The ERA is an essential part of the scientific and technical support and complements other components of such decision-making that will generally also include an assessment for the use of the GM crop as livestock feed and/or human food.

Major focus of the Module and main goals

The ERA of a GM plant encompasses a wide variety of disciplines from molecular biology, toxicology through to agronomy, botany and entomology. With such a wide scope of the ERA, it is essential to have a good grasp of how to manage the information load, use it effectively, and structure the inquiry in a way that the necessary concerns are addressed without the risk assessment straying into unproductive or unnecessary side issues. The focus of this module is to help the user to structure an ERA according to internationally accepted best practices and in such a way that the concerns identified in national regulations are addressed in a consistent and transparent manner.

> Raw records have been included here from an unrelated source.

PR #614, opened 2026-07-13
fix(content-gate): keep institutional-access check URL host-relative

dkoo:
### All Submissions:

Institutional readers reaching a site through a library off-campus proxy (e.g. EZproxy) were rejected at the institutional-access page with "We couldn't verify your location," even though the proxy's IP is whitelisted.

The dedicated `/institutional-access/<slug>/` loading page verifies access with a client-side `fetch()` to the check REST endpoint, and that URL was emitted as an absolute canonical URL. A rewriting reverse proxy like EZproxy leaves the (slash-escaped, JS-embedded) absolute URL unrewritten, so the browser sends the check request **directly to the canonical host, bypassing the proxy** — and the origin then sees the reader's real off-campus IP instead of the whitelisted proxy IP.

This emits the check URL **host-relative** so it resolves against the document origin. When the page is served through the proxy, the fetch stays on the proxy host and is proxied, so the origin sees the proxy's whitelisted IP and access is granted. Direct (on-campus / no-proxy) visitors are unaffected — the relative URL still resolves to the canonical host.

No REST endpoints change; the server-to-server `POST` check used by mobile apps (Pugpig Bolt, NPPD-1395) is untouched.

Closes NPPD-2039.

1. Load `/institutional-access/` (or `/institutional-access/<institution-slug>/`) directly. View source and confirm the inline `fetch(...)` URL is now **host-relative** — `"/wp-json/newspack/v1/institutional-access/check"` — not an absolute `https://<host>/wp-json/...` URL.
2. Confirm normal (non-proxy) verification still works: with an Institution (Audience → Access Control) whitelisting your IP, the page grants access and sets the `wp_nocache_ip` cookie.
3. Put a reverse proxy in front of the site under a **different host** (simulating EZproxy) and load the institutional-access page through it. In the browser Network panel, confirm the `/wp-json/newspack/v1/institutional-access/check` request goes to the **proxy** host (not the canonical host).
4. With the proxy's egress IP whitelisted on an Institution, confirm the proxied check returns `{"valid":true,...}` and sets `wp_nocache_ip` — i.e. the reader is granted access through the proxy.
5. Confirm the server-to-server `POST /wp-json/newspack/v1/institutional-access/check` (body `{"ip":"..."}`) still returns `show_paywall` as before (unchanged).
6. Run the PHPUnit `Access_Rules` group — `test_check_url_is_host_relative` and `test_check_url_includes_institution_id` pass.

### Other information:

### DIFF
--- a/plugins/newspack-plugin/includes/content-gate/class-ip-access-rule.php
+++ b/plugins/newspack-plugin/includes/content-gate/class-ip-access-rule.php
@@ -439,8 +439,13 @@ class IP_Access_Rule {
 	 * Get the URL to redirect to from the dedicated endpoint.
 	 *
 	 * Checks redirect_to param, then Referer header, then falls back to homepage.
+	 * Returned host-relative (see get_check_url()) so the loading page's
+	 * client-side redirect resolves against the document (proxy) origin. Under a
+	 * rewriting proxy (e.g. a library EZproxy) an absolute URL would send the
+	 * just-verified reader back to the canonical host — off the proxy, without
+	 * the proxied IP — and re-lock the content. See NPPD-2039.
 	 *
-	 * @return string The redirect URL.
+	 * @return string Host-relative redirect URL (path and query, without scheme or host).
 	 */
 	private static function get_dedicated_redirect_url() {
 		$home = home_url( '/' );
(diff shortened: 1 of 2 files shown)


miguelpeixe (changes requested):
Tests well!

The `$redirect_url`, which is used as a post-success redirect, is also an absolute URL and added to js as `var redirectUrl = <?php echo wp_json_encode( $redirect_url ); ?>;`.

This is likely to also share the same bug in EZproxy and would warrant the relative URL fix, otherwise the reader would face a locked article right after getting authorized due to the unproxied IP. Mind that this is an assumption as I don't know the exact behavior of EZproxy.

dkoo:
Good catch — fixed in 3b560c8, and I was able to confirm your EZproxy assumption directly rather than leave it an assumption.

Applied the same host-relative treatment to `$redirect_url`: `get_dedicated_redirect_url()` now returns via `wp_make_link_relative()`, covering both the JS `redirectUrl` and the "Continue to site" link. Its three unit tests were updated to expect relative; the `Access_Rules` group (66 tests) + PHPCS pass.

Verified in the reverse-proxy env: after a successful check the page now emits `redirectUrl = "/…"` (and `href="/…"`), so `new URL(redirectUrl, location.origin)` resolves to the **proxy** host — the just-authorized reader stays in the proxied session (proxy IP + cookie) instead of being bounced to the canonical host and re-locked. So your assumption held: with the absolute URL they'd have hit a locked article immediately after authorizing.

miguelpeixe (approved):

Upon completing this module, you will be able to:

• Understand some of the key international concepts that have been developed for the ERA;
• Understand how to apply concepts such as familiarity to a comparative risk assessment, and how to use problem formulation to structure the ERA;
• Develop an understanding of how the ERA applies to each stage of environmental release, from developmental research through to full unconfined release;
• See how risk management measures can be applied post-release of the GM plant;
• See how an ERA was applied to support an actual commercial release.

The ERA is fundamental to reaching a decision on every aspect of GM plant development from research stages, field trials to commercial product applications. The ERA is essential for assuring public confidence, so an understanding of how to conduct a scientifically sound, well-structured ERA is an integral part of any regulatory framework for biotechnology. This module will provide the user with practical experience and best practices.